### PROBLEM TO SOLVE
Please look for the string "comma" below and report every line in which it occurs.

• • • •

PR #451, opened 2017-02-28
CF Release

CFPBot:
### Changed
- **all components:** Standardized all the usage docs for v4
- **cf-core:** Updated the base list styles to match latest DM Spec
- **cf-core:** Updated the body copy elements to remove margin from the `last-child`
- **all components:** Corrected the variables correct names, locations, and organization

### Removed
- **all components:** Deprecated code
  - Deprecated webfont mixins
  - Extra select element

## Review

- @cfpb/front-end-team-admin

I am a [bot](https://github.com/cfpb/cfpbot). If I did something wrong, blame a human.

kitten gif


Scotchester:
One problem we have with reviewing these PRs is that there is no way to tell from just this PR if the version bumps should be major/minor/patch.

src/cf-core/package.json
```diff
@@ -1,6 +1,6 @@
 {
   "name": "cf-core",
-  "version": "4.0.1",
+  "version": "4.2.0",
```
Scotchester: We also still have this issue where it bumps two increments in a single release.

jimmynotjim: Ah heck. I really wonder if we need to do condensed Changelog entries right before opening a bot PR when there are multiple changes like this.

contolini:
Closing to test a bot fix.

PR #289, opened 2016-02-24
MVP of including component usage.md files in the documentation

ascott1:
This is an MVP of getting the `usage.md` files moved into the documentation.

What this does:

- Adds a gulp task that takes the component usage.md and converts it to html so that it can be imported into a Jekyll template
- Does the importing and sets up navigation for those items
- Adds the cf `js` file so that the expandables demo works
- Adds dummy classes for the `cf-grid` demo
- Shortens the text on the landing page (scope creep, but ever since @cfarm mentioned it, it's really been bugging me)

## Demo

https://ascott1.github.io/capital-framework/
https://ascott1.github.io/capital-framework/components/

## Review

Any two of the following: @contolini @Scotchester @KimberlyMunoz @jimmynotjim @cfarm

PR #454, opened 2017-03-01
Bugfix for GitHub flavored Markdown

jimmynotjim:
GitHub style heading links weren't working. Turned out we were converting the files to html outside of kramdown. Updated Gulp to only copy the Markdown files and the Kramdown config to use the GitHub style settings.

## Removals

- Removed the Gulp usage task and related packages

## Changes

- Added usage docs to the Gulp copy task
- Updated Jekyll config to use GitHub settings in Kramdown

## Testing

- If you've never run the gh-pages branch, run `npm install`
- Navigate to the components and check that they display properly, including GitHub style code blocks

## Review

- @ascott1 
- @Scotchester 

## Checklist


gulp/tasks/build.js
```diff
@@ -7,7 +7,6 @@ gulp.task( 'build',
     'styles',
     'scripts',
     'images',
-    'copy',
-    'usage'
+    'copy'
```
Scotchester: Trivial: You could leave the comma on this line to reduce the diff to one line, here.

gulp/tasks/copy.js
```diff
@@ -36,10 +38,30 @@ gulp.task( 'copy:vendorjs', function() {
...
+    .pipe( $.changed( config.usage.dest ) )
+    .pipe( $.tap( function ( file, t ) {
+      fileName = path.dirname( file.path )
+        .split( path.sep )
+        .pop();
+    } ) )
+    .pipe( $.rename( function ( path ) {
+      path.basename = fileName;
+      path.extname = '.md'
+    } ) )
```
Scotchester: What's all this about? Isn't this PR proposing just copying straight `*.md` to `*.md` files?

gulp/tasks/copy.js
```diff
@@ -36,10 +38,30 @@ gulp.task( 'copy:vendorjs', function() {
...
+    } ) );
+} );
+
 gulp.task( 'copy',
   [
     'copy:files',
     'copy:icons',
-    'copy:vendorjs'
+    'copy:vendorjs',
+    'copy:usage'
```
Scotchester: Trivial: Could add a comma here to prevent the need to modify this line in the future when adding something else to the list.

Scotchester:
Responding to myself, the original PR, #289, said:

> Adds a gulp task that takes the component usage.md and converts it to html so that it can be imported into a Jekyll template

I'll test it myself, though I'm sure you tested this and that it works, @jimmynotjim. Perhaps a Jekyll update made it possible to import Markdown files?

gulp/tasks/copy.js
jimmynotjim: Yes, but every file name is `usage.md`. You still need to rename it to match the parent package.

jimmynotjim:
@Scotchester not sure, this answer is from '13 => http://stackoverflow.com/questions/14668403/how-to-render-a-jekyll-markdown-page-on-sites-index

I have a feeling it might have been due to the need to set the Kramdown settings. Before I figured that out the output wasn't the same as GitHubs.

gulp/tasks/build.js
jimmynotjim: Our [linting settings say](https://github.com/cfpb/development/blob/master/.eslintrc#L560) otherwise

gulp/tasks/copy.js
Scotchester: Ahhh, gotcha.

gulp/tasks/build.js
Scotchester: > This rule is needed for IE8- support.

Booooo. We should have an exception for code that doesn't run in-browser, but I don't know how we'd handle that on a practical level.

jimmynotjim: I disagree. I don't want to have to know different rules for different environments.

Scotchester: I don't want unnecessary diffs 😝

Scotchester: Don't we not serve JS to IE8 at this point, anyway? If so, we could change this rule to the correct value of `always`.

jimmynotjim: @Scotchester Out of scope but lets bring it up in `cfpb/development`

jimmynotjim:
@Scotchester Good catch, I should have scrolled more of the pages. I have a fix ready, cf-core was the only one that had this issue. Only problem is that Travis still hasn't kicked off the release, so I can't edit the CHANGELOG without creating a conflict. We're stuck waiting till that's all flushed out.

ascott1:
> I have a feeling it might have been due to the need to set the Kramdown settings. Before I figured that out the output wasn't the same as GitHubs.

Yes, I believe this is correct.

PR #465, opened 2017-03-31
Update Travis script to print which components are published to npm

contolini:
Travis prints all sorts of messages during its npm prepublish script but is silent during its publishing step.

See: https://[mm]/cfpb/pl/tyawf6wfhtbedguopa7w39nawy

• • • •

### YOUR SOLUTION
Scotchester: Trivial: You could leave the comma on this line to reduce the diff to one line, here.
Scotchester: Trivial: Could add a comma here to prevent the need to modify this line in the future when adding something else to the list.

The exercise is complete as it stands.